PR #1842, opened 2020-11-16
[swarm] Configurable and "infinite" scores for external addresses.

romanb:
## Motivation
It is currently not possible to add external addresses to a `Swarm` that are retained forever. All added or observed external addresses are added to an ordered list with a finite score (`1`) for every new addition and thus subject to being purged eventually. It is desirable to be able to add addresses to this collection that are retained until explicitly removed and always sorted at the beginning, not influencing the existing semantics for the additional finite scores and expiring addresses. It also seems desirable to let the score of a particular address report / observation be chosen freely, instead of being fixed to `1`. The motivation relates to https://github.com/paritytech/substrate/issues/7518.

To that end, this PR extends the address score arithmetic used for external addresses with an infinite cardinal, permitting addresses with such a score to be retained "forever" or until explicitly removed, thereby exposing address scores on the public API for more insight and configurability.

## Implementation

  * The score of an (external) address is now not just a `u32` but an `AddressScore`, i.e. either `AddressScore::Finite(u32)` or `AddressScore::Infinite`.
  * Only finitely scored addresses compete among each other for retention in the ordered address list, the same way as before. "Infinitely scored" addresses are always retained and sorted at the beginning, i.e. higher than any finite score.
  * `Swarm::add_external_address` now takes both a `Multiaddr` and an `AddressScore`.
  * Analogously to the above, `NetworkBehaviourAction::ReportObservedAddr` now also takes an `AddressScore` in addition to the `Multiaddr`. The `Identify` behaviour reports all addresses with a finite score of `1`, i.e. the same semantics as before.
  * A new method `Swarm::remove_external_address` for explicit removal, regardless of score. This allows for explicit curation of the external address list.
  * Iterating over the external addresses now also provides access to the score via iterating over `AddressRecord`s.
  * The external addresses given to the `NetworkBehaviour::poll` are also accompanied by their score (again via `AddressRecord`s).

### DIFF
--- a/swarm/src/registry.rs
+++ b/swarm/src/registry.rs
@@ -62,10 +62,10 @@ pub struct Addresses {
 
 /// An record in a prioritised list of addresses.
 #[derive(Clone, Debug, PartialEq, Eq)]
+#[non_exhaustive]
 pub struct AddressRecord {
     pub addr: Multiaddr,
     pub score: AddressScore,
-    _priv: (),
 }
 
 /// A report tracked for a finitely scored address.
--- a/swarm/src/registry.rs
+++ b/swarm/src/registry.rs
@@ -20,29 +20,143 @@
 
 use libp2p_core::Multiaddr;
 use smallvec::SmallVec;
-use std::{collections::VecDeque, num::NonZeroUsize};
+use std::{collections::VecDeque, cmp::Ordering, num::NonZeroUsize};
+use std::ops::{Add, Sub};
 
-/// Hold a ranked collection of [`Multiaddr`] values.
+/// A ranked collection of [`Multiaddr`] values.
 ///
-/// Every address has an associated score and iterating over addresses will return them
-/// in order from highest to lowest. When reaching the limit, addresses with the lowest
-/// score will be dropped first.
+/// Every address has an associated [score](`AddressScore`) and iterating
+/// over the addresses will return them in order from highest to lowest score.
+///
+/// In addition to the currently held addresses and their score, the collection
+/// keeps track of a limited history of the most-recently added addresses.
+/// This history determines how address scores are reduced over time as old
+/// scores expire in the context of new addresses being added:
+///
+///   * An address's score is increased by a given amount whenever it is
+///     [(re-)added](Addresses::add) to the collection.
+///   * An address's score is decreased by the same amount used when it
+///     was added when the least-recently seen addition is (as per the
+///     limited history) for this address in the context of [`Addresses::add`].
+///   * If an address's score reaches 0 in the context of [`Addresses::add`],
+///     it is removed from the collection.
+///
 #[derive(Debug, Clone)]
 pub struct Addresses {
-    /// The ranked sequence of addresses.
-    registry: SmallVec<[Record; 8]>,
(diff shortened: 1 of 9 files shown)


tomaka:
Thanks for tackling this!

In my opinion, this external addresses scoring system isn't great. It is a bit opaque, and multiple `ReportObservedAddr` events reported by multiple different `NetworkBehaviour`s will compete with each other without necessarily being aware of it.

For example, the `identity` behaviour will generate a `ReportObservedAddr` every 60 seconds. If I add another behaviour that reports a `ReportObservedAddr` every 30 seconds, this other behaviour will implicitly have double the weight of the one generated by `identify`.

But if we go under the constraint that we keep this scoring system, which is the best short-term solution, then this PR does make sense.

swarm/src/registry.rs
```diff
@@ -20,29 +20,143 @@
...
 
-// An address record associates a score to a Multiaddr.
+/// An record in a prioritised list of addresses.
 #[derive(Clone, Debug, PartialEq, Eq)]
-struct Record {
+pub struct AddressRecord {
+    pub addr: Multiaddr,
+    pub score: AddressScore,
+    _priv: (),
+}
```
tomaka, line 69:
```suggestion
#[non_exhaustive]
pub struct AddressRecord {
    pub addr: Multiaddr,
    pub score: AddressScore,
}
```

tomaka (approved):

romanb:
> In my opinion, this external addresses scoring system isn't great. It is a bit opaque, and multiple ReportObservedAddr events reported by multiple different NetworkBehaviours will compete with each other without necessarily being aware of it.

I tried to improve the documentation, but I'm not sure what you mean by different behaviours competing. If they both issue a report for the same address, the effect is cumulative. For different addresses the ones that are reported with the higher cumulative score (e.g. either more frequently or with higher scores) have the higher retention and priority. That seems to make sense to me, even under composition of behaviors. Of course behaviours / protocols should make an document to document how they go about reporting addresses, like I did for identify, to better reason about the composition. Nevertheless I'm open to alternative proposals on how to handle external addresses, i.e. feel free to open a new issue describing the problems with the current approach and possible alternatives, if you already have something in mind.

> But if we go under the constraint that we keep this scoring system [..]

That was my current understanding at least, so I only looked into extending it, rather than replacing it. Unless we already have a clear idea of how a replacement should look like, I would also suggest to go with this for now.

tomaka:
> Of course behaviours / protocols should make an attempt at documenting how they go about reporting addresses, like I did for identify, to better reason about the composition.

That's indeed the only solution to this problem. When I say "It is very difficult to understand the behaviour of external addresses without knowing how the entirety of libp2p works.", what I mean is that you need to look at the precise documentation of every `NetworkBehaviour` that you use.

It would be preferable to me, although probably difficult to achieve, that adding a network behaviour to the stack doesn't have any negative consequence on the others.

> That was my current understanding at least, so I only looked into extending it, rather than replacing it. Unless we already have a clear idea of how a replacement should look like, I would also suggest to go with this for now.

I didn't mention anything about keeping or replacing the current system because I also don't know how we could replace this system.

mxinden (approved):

------------------------

* **Try it**
Pull from the data each line where the string "ReportObservedAddr" turns up.

* **Task solution**
  * Analogously to the above, `NetworkBehaviourAction::ReportObservedAddr` now also takes an `AddressScore` in addition to the `Multiaddr`. The `Identify` behaviour reports all addresses with a finite score of `1`, i.e. the same semantics as before.
In my opinion, this external addresses scoring system isn't great. It is a bit opaque, and multiple `ReportObservedAddr` events reported by multiple different `NetworkBehaviour`s will compete with each other without necessarily being aware of it.
For example, the `identity` behaviour will generate a `ReportObservedAddr` every 60 seconds. If I add another behaviour that reports a `ReportObservedAddr` every 30 seconds, this other behaviour will implicitly have double the weight of the one generated by `identify`.
> In my opinion, this external addresses scoring system isn't great. It is a bit opaque, and multiple ReportObservedAddr events reported by multiple different NetworkBehaviours will compete with each other without necessarily being aware of it.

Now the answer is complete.